▶ [WORK ITEM]:
Of all the lines in the records below, copy only those that contain the string "using".

▶ [SUPPLIED ENTRIES]:
———

PR #545, opened 2021-01-22
software-documentation: add section, embrace manpages

Chocimier:
Main reason for that change is to mention README.voidlinux.


ericonr:
Do you think the man pages section is big enough to need its own doc? I was thinking of everything in the same page, perhaps.

Chocimier:
Yes, manpages page is nicely focused and complete.

src/config/software-documentation/index.md
```diff
@@ -0,0 +1,13 @@
+# Software documentation
```
ericonr, line 1: I'm not in love with this name. Maybe `package documentation`?

src/config/software-documentation/index.md
```diff
@@ -0,0 +1,13 @@
...
+
+Most common format of documentation in Void Linux are [manual pages](./man.md).
```
ericonr, line 3:
```suggestion
The most common format of documentation in Void Linux are [manual pages](./man.md).
```

I think `is` would be more correct, but I don't know for sure.

src/config/software-documentation/index.md
```diff
@@ -0,0 +1,13 @@
...
+
+Many programs are provided along with documentation in other formats, like HTML.
+Usually it is located in `/usr/share/doc/<program>` directory.
```
ericonr, line 6:
```suggestion
Many packages contain documentation in other formats, like HTML.
This documentation can usually be found in a `/usr/share/doc/<package>` directory.
```

src/config/software-documentation/index.md
```diff
@@ -0,0 +1,13 @@
...
+
+Most extensive documentation may be split into separate `*-doc` package, like
+`julia-doc`. This is often case for programming languages, databases and big
+software libraries.
```
ericonr, line 10:
```suggestion
More extensive documentation may be split into separate `*-doc` packages, such as
`julia-doc`. This is often the case for programming languages, databases and big
software libraries.
```

src/config/software-documentation/index.md
```diff
@@ -0,0 +1,13 @@
...
+
+Software that need configuration specific to Void may include
+`/usr/share/doc/<package>/README.voidlinux` document describing it.
```
ericonr, line 13:
```suggestion
Software that requires configuration specific to Void will include
`/usr/share/doc/<package>/README.voidlinux` document describing it.
```

I changed it to `will` as kind of a promise that we *will* document all Void special cases. If you don't agree with the idea or don't think it fits, feel free to remove.

That said, I don't love this paragraph. First is how it's worded, but I haven't yet figured a better way; but also that not all READMEs will be only for void specific information, since they might just include helpful information on the initial setup for some piece of software.

src/config/software-documentation/index.md
Chocimier: Done.

src/config/software-documentation/index.md
Chocimier: > I think `is` would be more correct

Any native speaker here?

src/config/software-documentation/index.md
Chocimier: Done.

src/config/software-documentation/index.md
Chocimier: Done.

src/config/software-documentation/index.md
Chocimier: Rewritten.

src/config/package-documentation/index.md
```diff
@@ -0,0 +1,16 @@
...
+documentation can usually be found in a `/usr/share/doc/<package>` directory.
+
+More extensive documentation may be split into separate `*-doc` packages, such
+as `julia-doc`. This is often the case for programming languages, databases and
+big software libraries.
+
+In addition to documentation provided by upstream authors, packages may also
+contain some provided by Void project. This typically describes initial setup,
+or usage specific to Void. Location of it is a
+`/usr/share/doc/<package>/README.voidlinux`.
```
ericonr, line 16:
```suggestion
In addition to documentation provided by upstream authors, packages may also
contain additional documentation provided by Void Linux (or "the Void project"). This typically describes initial setup,
or usage specific to Void. It can be located in
`/usr/share/doc/<package>/README.voidlinux`.
```

Chocimier: "In addition ... additional" sounds poor.

"Void project" is already a term in docs, do we want to be that verbose here?

What about "It will" rather that "It can"?

src/config/software-documentation/index.md
ahesford: The subject is "the most common format", so "is" would be right here, but it's still a bit awkward. I suggest one of the below alternatives:

> The most common format for documentation is the `[manual page](./man.md)`.

> The most common media for documentation are `[manual pages](./man.md)`.

src/config/package-documentation/index.md
ericonr: > What about "It will" rather that "It can"?

Yes

> "Void project" is already a term in docs, do we want to be that verbose here?

It's ok to use it, but then it needs "the" before it (what I suggested in parentheses).

> "In addition ... additional" sounds poor.

Hmm, true. Maybe "In addition to documentation provided by upstream projects, packages may also
contain other documentation provided" ? (I think switching from "authors" to "upstream" should happen either way).

ericonr: Actually, I don't like "other" either.

src/config/software-documentation/index.md
Chocimier: "Media" suggestion is neat, thanks.

src/config/package-documentation/index.md
Chocimier: reworded

src/config/package-documentation/index.md
```diff
@@ -0,0 +1,16 @@
...
+Many packages contain documentation in other formats, like HTML. This
+documentation can usually be found in a `/usr/share/doc/<package>` directory.
+
+More extensive documentation may be split into separate `*-doc` packages, such
+as `julia-doc`. This is often the case for programming languages, databases and
+big software libraries.
+
+In addition to documentation provided by upstream projects, packages may also
+contain description of initial setup or usage specific to Void, provided by
+distro contributors. It will be located in
```
ericonr, line 15: My only nit is "distro" -> "distribution", which is more widespread in docs. Otherwise LGTM

Chocimier: Done.

PR #546, opened 2021-01-28
mirrors: remove maakpain.

ericonr:
This mirror can no longer be reached.

Removing https://void.webconverger.org has also been suggested (it's about 2 months out of date), but it could still be useful as a source of live images.

Before submitting a pull request, please read [CONTRIBUTING](./CONTRIBUTING.md); pull requests that do not meet the criteria described there will not be merged. Note that this repository's CONTRIBUTING contains information specific to this repository, and is not the same as CONTRIBUTING for the void-packages repository.


ericonr:
It's accessible once more :)

PR #550, opened 2021-02-14
config/sndio: remove mpv section

tibequadorian:
from [void-packages#058af7e](https://github.com/void-linux/void-packages/commit/058af7e2292d2c4947b4d4ac4bf0efb2afcb469a)
>sndio support was removed by mpv#71d218e


ericonr:
We can revert if it comes back, thanks.

PR #554, opened 2021-02-21
installation: sha256.txt -> sha256sum.txt

Gottox:
This PR changes the docs of the installation to reflect the real file names on the server. In the docs the filename that stores shasums was called `sha256.txt`, but if you look on alpha.de.repo the file is called `sha256sum.txt.


the-maldridge:
Good catch.  I noticed that the sig file was sha256sum.sig in infradocs and changed the actual sums file to match.

PR #560, opened 2021-03-23
about/index: remove mention of LibreSSL

oynqr:
Since the switch to OpenSSL is done, I don't think LibreSSL should be mentioned as a unique feature.


ericonr:
@oynqr if you are interested, we can add an entry about the OpenSSL switch to the history page as well :)

oynqr:
@ericonr i considered doing just that, but i wasn't sure which date to pick

ericonr:
@oynqr I would use the day `OpenSSL` was merged, you can even link the "new package" commit :)

PR #566, opened 2021-04-20
Clarifying installation link.

kz6wk9:
Making clearer to the reader that the actual installation command should 
point to the correct repo for the chosen libc implementation, this helps
eliminate the possibility of a wrong system installation.


src/installation/guides/fde.md
```diff
@@ -126,11 +126,15 @@ Before we enter the chroot to finish up configuration, we do the actual install.
 keys](../../xbps/troubleshooting/common-issues.md#verifying-rsa-keys) for the
 packages you are installing.
 
+It should be noted that the next command need to be issued in accordance with
+your chosen libc implementation, if musl libc, the link should be directed to:
+`current/musl`, if GNU libc, it should be directed to: `current`.
```
ericonr, line 131: This isn't complete, aarch64 uses `current/aarch64`

See the `chroot.md` guide, if you could link to it directly from the FDE guide instead of repeating the information here, I think that'd be ideal - ideally this guide would contain only the FDE specific parts, with links to the relevant parts of the chroot one for the rest.

ericonr:
And changing the PR name doesn't fix the commit name, unfortunately ;)

kz6wk9:
> And changing the PR name doesn't fix the commit name, unfortunately ;)

Fixed!!!

And after reading `chroot.md` I found out some spots that could use some linking indeed, so I pointed the packages the user will need alongside with `base-system` and linked the rest of the procedure from `chroot.md`.
I also found to be more readable to separate the `grub` installation from the `base-system`, this way it should be more consistent with the `chroot.md`  procedure where the grub installation is only mentioned after inside the chroot.
Another point is that we would be able to avoid mentioning modifications to `/etc/default/grub` in separate sections of the `fde.md` guide as it is now, but instead do the package installation, configuration, and installation to disk all in one single section.

ericonr:
Please make these changes in separate commits (can be in this same PR, though), since they are mostly unrelated.

kz6wk9:
All done !
Please, let me know if there's anything else that could be improved!

src/installation/guides/fde.md
```diff
@@ -122,27 +122,9 @@ On a UEFI system, the EFI system partition also needs to be mounted.
...
-
-UEFI systems will have a slightly different package selection. The installation
-command for a UEFI system will be as follows.
-
-```
-# xbps-install -Sy -R https://alpha.de.repo.voidlinux.org/current -r /mnt base-system cryptsetup grub-x86_64-efi lvm2
-```
+Follow the instructions on [Base Installation](chroot.md#base-installation) to
+install the `base-system` and, additionally, the other important packages we
+need in this specific case, those are: `lvm2` and `cryptsetup`.
```
ericonr, line 127:
```suggestion
Follow the instructions for a [base installation](chroot.md#base-installation) to
install the `base-system` package together with the packages needed for this guide: `lvm2` and `cryptsetup`.
```

ericonr: This is missing the mention of GRUB UEFI.

src/installation/guides/fde.md
```diff
@@ -233,12 +195,35 @@ a new file at `/etc/dracut.conf.d/10-crypt.conf` with the following line:
 install_items+=" /boot/volume.key /etc/crypttab "
 ```
 
-Next, install the boot loader to the disk.
+Now we will configure our bootloader, see the instructions on [Installing
+GRUB](chroot.md#installing-grub) to install the correct GRUB package for your
+system, but do not install it on the disk just yet (with `grub-install`) as we
+will need to modify it's configuration before doing so.
```
ericonr, line 201: I prefer the old language... "Next, install..." just sounds better than "Now we will..."

src/installation/guides/fde.md
```diff
@@ -233,12 +195,35 @@ a new file at `/etc/dracut.conf.d/10-crypt.conf` with the following line:
...
 ```
 
+Edit the `GRUB_CMDLINE_LINUX_DEFAULT=` line in `/etc/default/grub` and add
+`rd.lvm.vg=voidvm rd.luks.uuid=<UUID>` to it. Make sure the UUID matches the one
+for the `sda1` device found in the output of the
+[blkid(8)](https://man.voidlinux.org/blkid.8) command above.
+
+Next, install the bootloader onto the disk using the correct `grub-install`
+command for your system, as stated on [Installing
+GRUB](chroot.md#installing-grub).
```
ericonr, line 225:
```suggestion
Next, install the bootloader onto the disk using the correct `grub-install`
command for your system, as explained in the ["Installing
GRUB"](chroot.md#installing-grub) section.
```

src/installation/guides/fde.md
kz6wk9: It's because, as I said before, to be more consistent with `chroot.md`, grub could be mentioned only later on as one of the last steps of the installation, and this would help by removing the mentions to modifications on ´/etc/default/grub´ on separate steps of the installation as well, by putting then all together at the end.
This could probably help further improvements of repetition removal on the `fde.md` guide in the future too, since the more consistent the flows of installation are with each other the easier it is to spot duplicated parts.

dkwo (changes requested):
May I suggest to use `cryptsetup -y -v luksFormat /dev/sda1` (with explicit verbose and verify options, as well as removing the paragraph on luks1 and grub, provided it all works now with 2.06) and 
`cryptsetup open --type luks /dev/sda1 voidvm` instead?

PR #574, opened 2021-05-18
print/index.md: Added troubleshooting steps for wireless printers

lefuglyduck:
Some wireless printers (for example the Xerox Phaser 6510) will not be able to print with the steps indicated in the Documentation because Avahi's local hostname resolution is not enabled by default. It requires installation of nss-mdns and additional file editing.

### DIFF
--- a/src/config/print/index.md
+++ b/src/config/print/index.md
@@ -99,3 +99,38 @@ The device URI can be found manually by running:
 ```
 # /usr/lib/cups/backend/usb
 ```
+
+### Wireless printer detected but unable to print
+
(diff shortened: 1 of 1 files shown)


jhonfromerov (commented):
It works for me, but without editing

``` # /etc/nsswitch.conf ```

Changing `host` line broke my system.

lefuglyduck:
Weird, I'm following the instructions here: 
https://github.com/avahi/nss-mdns?tab=readme-ov-file#activation
My particular printer does not work without editing that file.

PR #576, opened 2021-05-19
SSD.md

lefuglyduck:
Added instructions on how to TRIM on system start or shutdown using rc.local or rc.shutdown.


lefuglyduck:
I didn't add any bold or italics, I can't figure out why this check failed.

paper42:
I think you should wrap lines to 80 characters, the CI shows you a patch for it.

PR #577, opened 2021-05-19
ssd.md: Implemented fstrim in a more general manner. Added instructions.

lefuglyduck:
Also implemented fstrim more generally. Added instructions on how to TRIM on system start or shutdown using rc.local or rc.shutdown.

### DIFF
--- a/src/config/ssd.md
+++ b/src/config/ssd.md
@@ -13,15 +13,18 @@ solid state drive partition does not show TRIM support, please verify that you
 chose a file system with TRIM support (ext4, Btrfs, F2FS, etc.). Note that F2FS
 requires kernel 4.19 or above to support TRIM.
 
-To run TRIM one-shot, you can run
-[`fstrim(8)`](https://man.voidlinux.org/fstrim.8) manually. For example, if your
-/ directory is on an SSD:
+To run TRIM once, you can run [fstrim(8)](https://man.voidlinux.org/fstrim.8)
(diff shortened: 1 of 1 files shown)


src/config/ssd.md
```diff
@@ -13,15 +13,18 @@ solid state drive partition does not show TRIM support, please verify that you
...
+To run TRIM once, you can run [fstrim(8)](https://man.voidlinux.org/fstrim.8)
+manually. For example, to trim all mounted filesystems mentioned in `/etc/fstab`
+on devices that support the discard operation:
 
 ```
-# fstrim /
+# fstrim --fstab
 ```
 
 To automate running TRIM, use cron or add the `discard` option to `/etc/fstab`.
```
ericonr, line 24: You should mention the new method in this list: "To automate running TRIM, use cron, run `fstrim` at boot or shutdown time, or add the `discard` option to `/etc/fstab`.

src/config/ssd.md
```diff
@@ -13,15 +13,18 @@ solid state drive partition does not show TRIM support, please verify that you
...
+Note: using `discard` is not recommended. The `discard` method might cause the
+system to slow down because it forces the system to apply TRIM instantly on
+every individual file deletion.
```
ericonr, line 27: I think this downside should be mentioned in the `fstab` section. Maybe use "add the appropriate mount option to `/etc/fstab`" above so people don't just use the option and move on without reading everything.

PR #580, opened 2021-05-22
contributing/index.md: Add port requirement for PopCorn

cinerea0:
I just saw the open port requirement for PopCorn on IRC, and since I didn't see it documented anywhere I thought it would be good to add.


ericonr:
Neat, thanks :)

PR #583, opened 2021-06-05
Remove mirror mirrors.hushan.tech.

Wesley-Chan:
Hi.
As of the time I put up a mirror for Void Linux, download speed was miserable and there wasn't any mirror in China. But things have improved since then. Now three universities have made their contribution in hosting Void Linux for users in China. It looks like there's no need of hosting it on my home fiber anymore.

Thanks to Void developers for your great project!


abenson:
Thanks for the mirror when it was needed!

Issue #162, opened 2023-10-13
Folders of categories are not deleted 


MrMusic:
When deleting categories, the folders remain in the filesystem.

### Steps to reproduce the issue
Create a category with title 'abc'.
->The category will be created correctly in the database and in the filesystem.

Try to delete the category 'abc'
->The category will be deleted in the database.
->The folders remain in the filesystem

@Elfangor93:
I suspect the error in the function '`getCatPath`' respectively in the '`$this->component->getFilesystem()->cleanPath`' of FileManager.php used there.
**Strange**: 
The function 'getCatPath' returns a corrupt path for **thumbnails**:
'/images/joomgallery/thumbnails\abc' becomes '\images\joomgallery humbnails\abc'.

But for originals and details the path is ok:
'\images\joomgallery\details\abc'
'\images\joomgallery\originals\abc'

### System:
OS: Windows
PHP 8.1
DB: 10.4.27-MariaDB

AlexanderSupp:
Joomla version 5.0. Provider Domain Factory, PHP 8.1, Maria-DB.
I tried to reproduce this issue. So I created a category “ABC”. I added an image. And then I tried to delete the image.
The result was:
![Screenshot 2023-10-30 190832](https://github.com/JoomGalleryfriends/JG4-dev/assets/110494397/b60fd83d-cce2-48e0-b2c1-3c84ca8fe37d)
But all 3 images were stored in the files correctly.
I tried it a second one with the same result.
All images are stored.
I repeat my test tomorrow.

AlexanderSupp:
I now can confirm the issue. I created a category and after than I deleted this category.
The result in Joomla 5 are below:
![Screenshot 2023-10-31 112338](https://github.com/JoomGalleryfriends/JG4-dev/assets/110494397/91683ab6-ad93-4e25-977d-c4d2c85fbe7a)

Elfangor93:
Issue is resolved by PR https://github.com/JoomGalleryfriends/JG4-dev/pull/166.
Close this issue.

PR #166, opened 2023-10-29
Fix delete empty category

MrMusic:
Possible Fix for issue https://github.com/JoomGalleryfriends/JG4-dev/issues/162

Before this fix: 
Deleting a empty category does not delete the folder in the filesystem.

After this fix: 
The folder in the filesystem shoud be deleted.


rowi68:
If deleting empty category, folder in the filesystem is also deleted...

AlexanderSupp:
See my test results in Joomla 5.0 documented in issue https://github.com/JoomGalleryfriends/JG4-dev/issues/162
When this issue here is solved, is this also in Joomla 5.0 solved?

MrMusic:
>When this issue here is solved, is this also in Joomla 5.0 solved?

Unfortunately, it looks to me as if Joomla 5 is adding further problems.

———

▶ [RESPONSE BELOW]:
+Next, install the bootloader onto the disk using the correct `grub-install`
Next, install the bootloader onto the disk using the correct `grub-install`
Added instructions on how to TRIM on system start or shutdown using rc.local or rc.shutdown.
Also implemented fstrim more generally. Added instructions on how to TRIM on system start or shutdown using rc.local or rc.shutdown.
+Note: using `discard` is not recommended. The `discard` method might cause the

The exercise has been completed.